Search code examples
sqloraclesubquerywindow-functionsgaps-and-islands

Oracle SQL or PLSQL. Select rows by partitions which values have specific order


Task: select sportsmen who participate in at least 2 competitions in a row (2 competitions go one after another; 1-2-3-4-5: 2&4 or 1&3&5 are not ok, 1&2 is ok, 1&2&3 is ok, 1&2 and 4&5 is ok). Question: find the best way (faster, less resources)

Working table:

enter image description here

There is single hold_date for each competition_id.

There is only one result for each sportsman_id per competition_id.

This works fine for 25 rows in result table:

SELECT DISTINCT sportsman_id, sportsman_name, rank, year_of_birth, personal_record, country
FROM
    (
    SELECT sportsman_id, hold_date,
        LAG (comp_order, 1) OVER (PARTITION BY sportsman_id ORDER BY sportsman_id) prev_comp_number
        , comp_order
    FROM result
    INNER JOIN
        (
        SELECT hold_date, ROW_NUMBER() OVER (ORDER BY hold_date) AS comp_order
        FROM
            (
            SELECT DISTINCT hold_date
            FROM result
            )
        ) USING (hold_date)
    ORDER BY sportsman_id, comp_order
    )
INNER JOIN sportsman USING (sportsman_id)
WHERE comp_order-prev_comp_number=1
;

screenshot of code with comments:

screenshot of code with comments

sample data:

sample data

result of code above (=desired result)

result of code above (=desired result)

Let's assume there are millions of rows (thousands of competitions and thousands of sportsmen). How reliable my code is?

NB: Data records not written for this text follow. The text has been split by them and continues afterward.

PR #929, opened 2024-07-31
Create endpoint to reset package mappings of unreleased erratas

Kwaizer:
Resolves: https://github.com/AlmaLinux/build-system/issues/308

Frontend: https://github.com/AlmaLinux/albs-frontend/pull/504 (**there is a need to discuss the frontend part**)
```
[2024-08-02 14:31:33,515] [PID 36] [Thread-5] [root] [INFO] Packages for records ['4'] have been matched if their date is later than 2024-07-27 16:29:00
2024-08-02 14:35:20 [info     ] engine startup                 engine=Engine(postgresql+psycopg2://postgres:***@pulp/pulp) engine_key=pulp
2024-08-02 14:35:20 [info     ] engine startup                 engine=Engine(postgresql+psycopg2://postgres:***@db/db) engine_key=default
2024-08-02 14:35:20 [info     ] engine startup                 async_engine=<sqlalchemy.ext.asyncio.engine.AsyncEngine object at 0x7faf86bcce00> engine_key=async
2024-08-02 14:35:20 [info     ] engine startup                 async_engine=<sqlalchemy.ext.asyncio.engine.AsyncEngine object at 0x7faf86bd5d80> engine_key=pulp_async
[2024-08-02 14:38:23,290] [PID 36] [Thread-5] [root] [INFO] Packages for records ['5', '4'] have been matched if their date is later than 2024-07-21 16:29:00
```
- added function to find erratas issued after a particular date and check if we have needed records in first place
- added a function to reset packages of these erratas
- added a dramatiq actor to schedule resetting as a background task

### DIFF
--- a/alws/crud/errata.py
+++ b/alws/crud/errata.py
@@ -1717,13 +1717,10 @@ async def reset_matched_errata_packages(record_id: str, session: AsyncSession):
     await session.flush()
 
 
-async def reset_matched_errata_packages_threshold(
-    issued_date_str: str, session: AsyncSession
-):
+async def get_errata_records_threshold(issued_date_str: str, session: AsyncSession):
     issued_date = datetime.datetime.strptime(
         issued_date_str, '%Y-%m-%d %H:%M:%S'
     )
-
     stmt = (
         select(models.NewErrataRecord)
         .where(models.NewErrataRecord.issued_date >= issued_date)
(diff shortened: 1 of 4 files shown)


alws/crud/errata.py
```diff
@@ -1715,3 +1715,66 @@ async def reset_matched_errata_packages(record_id: str, session: AsyncSession):
...
+            selectinload(models.NewErrataRecord.packages).selectinload(
+                models.NewErrataPackage.albs_packages
+            ),
+        )
+        .with_for_update()
+    )
+
+    result = await session.execute(stmt)
+    records = result.scalars().all()
+    print(records)
```
Korulag, line 1747: Remove print statement or make it as log debug entry

alws/crud/errata.py
```diff
@@ -1715,3 +1715,66 @@ async def reset_matched_errata_packages(record_id: str, session: AsyncSession):
...
+    if not records:
+        return f"No unreleased records found after {issued_date_str} including"
+
+    for record in records:
+        items_to_insert = []
+        search_params = prepare_search_params(record)
+        prod_repos_cache = await load_platform_packages(
```
Korulag, line 1754: This is very huge operation, not sure we should keep the whole work in endpoint. Maybe search for entries here and if count > 0 then fire a dramatiq task to actually do the modification while responding in endpoint that work was scheduled?

alws/crud/errata.py
```diff
@@ -1715,3 +1715,66 @@ async def reset_matched_errata_packages(record_id: str, session: AsyncSession):
...
+            selectinload(models.NewErrataRecord.packages).selectinload(
+                models.NewErrataPackage.albs_packages
+            ),
+        )
+        .with_for_update()
+    )
+
+    result = await session.execute(stmt)
+    records = result.scalars().all()
+    await session.flush()
```
anfimovdm, line 1744: I'm not sure that `flush` is necessary there

alws/crud/errata.py
```diff
@@ -1715,3 +1715,66 @@ async def reset_matched_errata_packages(record_id: str, session: AsyncSession):
...
+            )
+            for package in record.packages:
+                matching_packages, _ = await get_matching_albs_packages(
+                    session,
+                    package,
+                    prod_repos_cache,
+                    record.module,
+                )
+                items_to_insert.extend(matching_packages)
+            session.add_all(items_to_insert)
```
anfimovdm, line 1777: You're repeating the same logic as in `reset_matched_errata_packages` function, I think we can move common logic from these functions to a separate function and call it in both of them
Also, you don't have to add to the session new instances for each iteration in that function

alws/crud/errata.py
```diff
@@ -1715,3 +1715,66 @@ async def reset_matched_errata_packages(record_id: str, session: AsyncSession):
...
+            ),
+            selectinload(models.NewErrataRecord.packages).selectinload(
+                models.NewErrataPackage.albs_packages
+            ),
+        )
+        .with_for_update()
+    )
+
+    result = await session.execute(stmt)
+    records = result.scalars().all()
```
anfimovdm, line 1743: You can do the following instead, not critical
```python
records = (await session.execute(stmt)).scalars().all()
```

anfimovdm (changes requested):

alws/crud/errata.py
Kwaizer: Yeah, this can be remade in a separate commit

javihernandez (approved):

anfimovdm (approved):

maccelf (approved):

What I think is decreasing the number of rows by excluding the rows if sportsman_id occurs just once (if sportsman took part (got result) at only 1 competition he obviously can't be the one). Something like this: (haven't implement tho (dunno how or most likely when/where))

SELECT re.hold_date, r.sportsman_id
FROM result r
INNER JOIN result re ON (re.sportsman_id=r.sportsman_id)
GROUP BY r.sportsman_id, re.hold_date
HAVING COUNT(r.sportsman_id) > 1
;

Then, I guess with LAG I only double existing column which is kinda fine?

Is there easier way with using PLSQL? Or there is a function which does some part of my code?


Solution

  • You can do it by only reading the table once using the Tabibitosan method to group sequential competitions together https://www.red-gate.com/simple-talk/sql/t-sql-programming/the-sql-of-gaps-and-islands-in-sequences/#:%7E:text=The%20SQL%20of%20Gaps%20and%20Islands%20in%20Sequences,...%204%20Performance%20Comparison%20of%20Gaps%20Solutions.%20

    Here you would have to use add_months because your competitions are months apart:

    select sportsman_id, min(hold_date) , max(hold_date), comps_in_island
    from (
     select  competition_id, sportsman_id, hold_date, island, count(*) over (partition by sportsman_id,island) comps_in_island
     from (
      select  competition_id, sportsman_id, hold_date , add_months(hold_date,-1*row_number() over(partition by sportsman_id order by hold_date)) island
      from    result
     )
    )
    where comps_in_island > 1
    group by sportsman_id, island, comps_in_island;
    

    DB fiddle: https://dbfiddle.uk/?rdbms=oracle_18&fiddle=1b707262722bc555ad851aee029b347a

    -edit I got confused by some of the data, it looks like it's not the date that's important but the competition_id. This makes it simpler, if you have a gapless competition_id sequence (so competition 65786162213 was 65.7 billion events after 4)

    select sportsman_id, min(competition_id) , max(competition_id), comps_in_island
    from (
     select  competition_id, sportsman_id, hold_date, island, count(*) over (partition by sportsman_id,island) comps_in_island
     from 
      select  competition_id, sportsman_id, hold_date , competition_id -row_number() over(partition by sportsman_id order by competition_id)) island
      from    result
     )
    )
    where comps_in_island > 1
    group by sportsman_id, island, comps_in_island;
    

    Or if you need to work out the competition numbers first you just need an additional subquery using dense_rank to rank the unique competition_ids accounting for ties :

    select sportsman_id, min(competition_id) , max(competition_id), comps_in_island
    from (
     select  competition_id, sportsman_id, hold_date, island, count(*) over (partition by sportsman_id,island) comps_in_island
     from (
      select  competition_id, sportsman_id, hold_date , comp_number -row_number() over(partition by sportsman_id order by comp_number) island
      from (  
       select  competition_id, sportsman_id, hold_date , dense_rank() over (partition by null order by competition_id) comp_number
       from    result
      )
     )
    )
    where comps_in_island > 1
    group by sportsman_id, island, comps_in_island;
    

    This does assume that every possible competion_id you care about has a row in result.